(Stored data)
——————
PR #360, opened 2021-11-28
chore(ci): Switch to GitHub Actions CI

fb55:
Also introduces Dependabot.

Travis.org is no longer supported, and the choice would have been to either switch to their .com offering, or switch CI providers entirely. GitHub Actions is the first party solution here, so let's use that!

### DIFF
--- a/.github/dependabot.yml
+++ b/.github/dependabot.yml
@@ -1,0 +1,16 @@
+version: 2
+updates:
+    - package-ecosystem: npm
+      directory: '/'
+      schedule:
+          interval: daily
+      open-pull-requests-limit: 10
+      versioning-strategy: increase
+    - package-ecosystem: 'github-actions'
+      directory: '/'
+      schedule:
+          interval: daily
+    - package-ecosystem: gitsubmodule
+      directory: '/'
+      schedule:
+          interval: daily
--- a/.github/workflows/codeql-analysis.yml
+++ b/.github/workflows/codeql-analysis.yml
@@ -1,0 +1,33 @@
+name: 'CodeQL'
+
+on:
+    push:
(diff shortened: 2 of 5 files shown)


wooorm:
👍 on GH CI.
Have you thought about something else for deps? I find that dependabot introduces a lot of noice. I particularly know that renovate can both preserve semver ranges and batch everything on, say, Monday?

fb55:
> Have you thought about something else for deps? I find that dependabot introduces a lot of noice. I particularly know that renovate can both preserve semver ranges and batch everything on, say, Monday?

My issue with anything but Dependabot is that it would have to be activated by @inikulin, as the owner of this repo.

Part of this PR is also a workflow that enables auto-merging for Dependabot PRs (not including major version bumps), which reduces the overhead of Dependabot a lot; I have this enabled for all of my repos.

It is possible to configure Dependabot to only update once a week. This doesn't reduce the noise a lot imho. Auto-merging PRs allows me to ignore Dependabot. I will go through the PRs before cutting a release, but generally things will just stay up-to-date.

wooorm:
> Part of this PR is also a workflow that enables auto-merging for Dependabot PRs (not including major version bumps)

Everything here is using `^`.
a) why run dependabot on those
b) why automatically merge a PR updating say `^7.0.2` to `^7.0.3`? It doesn’t do anything, except make installs harder to resolve and `package-locks` and `yarn.locks` grow a bunch

> this doesn't reduce the noise a lot imho.

My problem is that if a repo is creating noise that I don’t need to handle (e.g., dependabots every day), that I become desensitised to it. I start ignoring the repo. And I start missing things that do need my attention.
I get a lot of notifications each day already.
——————
What the task asks – From the records above, pull out every line containing the word "here".

Exercise result –
Travis.org is no longer supported, and the choice would have been to either switch to their .com offering, or switch CI providers entirely. GitHub Actions is the first party solution here, so let's use that!
Everything here is using `^`.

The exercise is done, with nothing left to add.